PR #6663, opened 2018-10-17
Add alternate links to add-on detail pages

### LINKED ISSUE #6644: Add hreflang attribute/alternate links to cope with duplicate content and reduce crawl budget
In #5755, we added `canonical` links to most pages (those without query parameters). We did that to avoid duplicate content (because of the random query parameters added for analytics, etc.). Yet, we still provide one `canonical` link per `locale` and `clientApp`.

Each AMO URL starts with: `/{locale}/{clientApp}/`.

We support a lot of locales and two apps: `firefox` and `android`. Content may change a lot between two locales but it does not change that much between `firefox` and `android`, except that some add-ons are not available/shown/compatible with Android, including static themes that are about to be numerous (because LWT will be migrated to static themes soon).

Therefore, there are two points to discuss/address: locales and client apps.

## Locales
Good read: https://audisto.com/insights/guides/30/

I believe we could do better by adding `alternate` links with a `hreflang` property. Those links tell crawlers that a page has variants, given a locale in our case.

For each indexed page, and in addition to the `canonical` link that must be a self referencing link (that's already the case), we should add an `alternate` link for each supported locale:

```
<link rel="alternate" hreflang="en-US" href="https://addons.mozilla.org/en-US/firefox/addon/ublock-origin/">
<link rel="alternate" hreflang="en-GB" href="https://addons.mozilla.org/en-GB/firefox/addon/ublock-origin/">
<!-- self referencing canonical link -->
<link rel="canonical" href="https://addons.mozilla.org/en-US/firefox/addon/ublock-origin/">
```

Each locale must be [ISO_639-1](https://en.wikipedia.org/wiki/List_of_ISO_639-1_codes) and [ISO_3166-1](https://en.wikipedia.org/wiki/ISO_3166-1) compliant.

We can use the `x-default` special locale to denote a "default" page. Since AMO is capable of content negotiation (automatically sets the locale), we can probably use this special locale with a special URL without a locale:

```
<link rel="alternate" hreflang="x-default" href="https://addons.mozilla.org/firefox/addon/ublock-origin/">
```

**Does that sound good?**

## Client apps

**Do we really want to crawl Android pages?** Those pages are very similar to the Firefox pages (because we basically do `s/Firefox/Android/g` to replace all occurrences of "Firefox" with "Android").

What would be the best strategy to do that? I'd be incline to use a meta `robots` with `noindex, follow` for all pages as soon as we have `clientApp === 'android'`.

What do you think? /cc @rraue 

---

## Update for QA (and reviewers)

- We do NOT deindex android pages
- We add a `x-default` link pointing to the `en-US` page
- We add a `en` link pointing to the `en-US` page
- We add a `pt` link pointing to the `pt-PT` page
- We ignore ISO 639-2 locales for now (locales with three letters, e.g., `ast`, `cak`, etc.)
- We focus on add-on detail pages here

willdurand:
Fixes #6644

~~⚠️ depends on #6649~~

---

This PR adds new `link` tags in the add-on detail pages.

You can try it by using https://app.hreflang.org/, which requires three steps:

1. Install `localtunnel`: https://localtunnel.github.io/www/
2. Run it: `lt --port 3000`
3. Update this line to add `xxx.localtunnel.me` instead of `${_config.get('baseURL')}`: https://github.com/mozilla/addons-frontend/blob/7a6dd48ee5050cc863d6fdefff2dd24eafbe24b4/src/amo/utils.js#L64
4. Browse an add-on detail page like: `xxx.localtunnel.me/en-US/firefox/addon/awesome-screenshot-plus-/?`
5. Paste this URL into https://app.hreflang.org/ and click the "test" button

### DIFF
--- a/config/default.js
+++ b/config/default.js
@@ -111,6 +111,7 @@ module.exports = {
     'experiments',
     'fxaConfig',
     'hctEnabled',
+    'hrefLangsMap',
     'isDeployed',
     'isDevelopment',
     'langMap',
@@ -122,6 +123,7 @@ module.exports = {
     'trackingEnabled',
     'trackingId',
     'trackingSendInitPageView',
+    'unsupportedHrefLangs',
     'validClientAppUrlExceptions',
     'validClientApplications',
     'validLocaleUrlExceptions',
@@ -230,6 +232,22 @@ module.exports = {
     'zh-CN',
     'zh-TW',
   ],
+  // Exclusion list of unsupported locales for alternate links, see:
+  // https://github.com/mozilla/addons-frontend/issues/6644
+  unsupportedHrefLangs: [
+    'ast',
+    'cak',
+    'dsb',
+    'hsb',
+    'kab',
+  ],
+  // Map of locale aliases for "alternate" links, see:
+  // https://github.com/mozilla/addons-frontend/issues/6644
+  hrefLangsMap: {
+    'x-default': 'en-US',
+    en: 'en-US',
+    pt: 'pt-PT',
+  },
   // Map of short langs to longer ones.
   langMap: {
     en: 'en-US',
--- a/tests/unit/amo/components/TestAddonHead.js
+++ b/tests/unit/amo/components/TestAddonHead.js
@@ -280,7 +280,7 @@ describe(__filename, () => {
 
   // This test case ensures the production configuration is taken into account.
   it.each([['x-default', 'en-US'], ['pt', 'pt-PT'], ['en', 'en-US']])(
-    'renders a "x-default" alternate link',
+    'renders a "%s" alternate link',
     (hrefLang, locale) => {
       const addon = createInternalAddon(fakeAddon);
       const baseURL = 'https://example.org';
--- a/tests/unit/amo/components/TestAddonHead.js
+++ b/tests/unit/amo/components/TestAddonHead.js
@@ -242,9 +242,12 @@ describe(__filename, () => {
     const clientApp = CLIENT_APP_FIREFOX;
 
     const _hrefLangs = ['x-default'];
+    const aliasKey = 'x-default';
+    const aliasValue = 'en-US';
     const hrefLangsMap = {
-      'x-default': 'en-US',
+      [aliasKey]: aliasValue,
     };
+
     const _config = getFakeConfig({ baseURL, hrefLangsMap });
     const { store } = dispatchClientMetadata({ clientApp });
 
@@ -253,13 +256,11 @@ describe(__filename, () => {
     expect(root.find('link[rel="alternate"]')).toHaveLength(_hrefLangs.length);
     expect(root.find('link[rel="alternate"]').at(0)).toHaveProp(
       'hrefLang',
-      _hrefLangs[0],
+      aliasKey,
     );
     expect(root.find('link[rel="alternate"]').at(0)).toHaveProp(
       'href',
-      `${baseURL}/${hrefLangsMap[_hrefLangs[0]]}/${clientApp}/addon/${
-        addon.slug
-      }/`,
+      `${baseURL}/${aliasValue}/${clientApp}/addon/${addon.slug}/`,
     );
   });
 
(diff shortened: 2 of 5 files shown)


tests/unit/amo/components/TestAddonHead.js
```diff
@@ -197,4 +207,73 @@ describe(__filename, () => {
...
+    };
+    const _config = getFakeConfig({ baseURL, hrefLangsMap });
+    const { store } = dispatchClientMetadata({ clientApp });
+
+    const root = render({ _config, _hrefLangs, addon, store });
+
+    expect(root.find('link[rel="alternate"]')).toHaveLength(_hrefLangs.length);
+    expect(root.find('link[rel="alternate"]').at(0)).toHaveProp(
+      'hrefLang',
+      _hrefLangs[0],
```
bobsilverberg: Nit: I wonder if the test might be a bit more readable if you were to set `const`s equal to `x-default` and `en-US` and then use those to set values for `_hrefLangs` and `hrefLangsMap`, and then in the asserts you could just use the `const`s again, rather than things like `_hrefLangs[0]` and `hrefLangsMap[_hrefLangs[0]]`?

tests/unit/amo/components/TestAddonHead.js
```diff
@@ -197,4 +207,73 @@ describe(__filename, () => {
...
+        addon.slug
+      }/`,
+    );
+  });
+
+  it('does not render any links for unsupported alternate link locales', () => {
+    const addon = createInternalAddon(fakeAddon);
+    const lang = 'fr';
+
+    const _hrefLangs = ['fr', 'en-US'];
```
bobsilverberg: Nit: You could use `lang` instead of `'fr'` here.

willdurand:
> While the tests added to `TestAddonHead` are good unit tests for the behaviour you've added, I think we might also want an integration test for the aliased locales.
> 
> I suppose we don't usually test config values, so that would be an argument against it, but the config values contain important logic. I.e., we have a requirement that `x-default` always creates a link to `en-US` and that `pt` always creates a link to `pt-PT`, so I wonder if it would be worth having a test that _does not_ mock `hrefLangsMap` in `config` and verify that we get the expected link tags?

Yep, that works for me.

config/default.js
```diff
@@ -230,6 +232,22 @@ module.exports = {
     'zh-CN',
     'zh-TW',
   ],
+  // Exclusion list of unsupported locales for alternate links, see:
+  // https://github.com/mozilla/addons-frontend/issues/6644
+  unsupportedHrefLangs: [
```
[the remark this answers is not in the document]
willdurand: I don't think we should extend this existing data structure. Its purpose is to list most of the existing languages. From there, we use config to select the languages we support.

config/default.js
```diff
@@ -230,6 +232,22 @@ module.exports = {
...
+    'ast',
+    'cak',
+    'dsb',
+    'hsb',
+    'kab',
+  ],
+  // Map of locale aliases for "alternate" links, see:
+  // https://github.com/mozilla/addons-frontend/issues/6644
+  hrefLangsMap: {
```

—————

## PROBLEM TO WORK ON
Restate word for word the lines in the material above from the one with "We support a" to the one with "I believe we"; both of those lines count, and nothing else does.

## SOLUTION FOR THIS PROBLEM
We support a lot of locales and two apps: `firefox` and `android`. Content may change a lot between two locales but it does not change that much between `firefox` and `android`, except that some add-ons are not available/shown/compatible with Android, including static themes that are about to be numerous (because LWT will be migrated to static themes soon).

Therefore, there are two points to discuss/address: locales and client apps.

## Locales
Good read: https://audisto.com/insights/guides/30/

I believe we could do better by adding `alternate` links with a `hreflang` property. Those links tell crawlers that a page has variants, given a locale in our case.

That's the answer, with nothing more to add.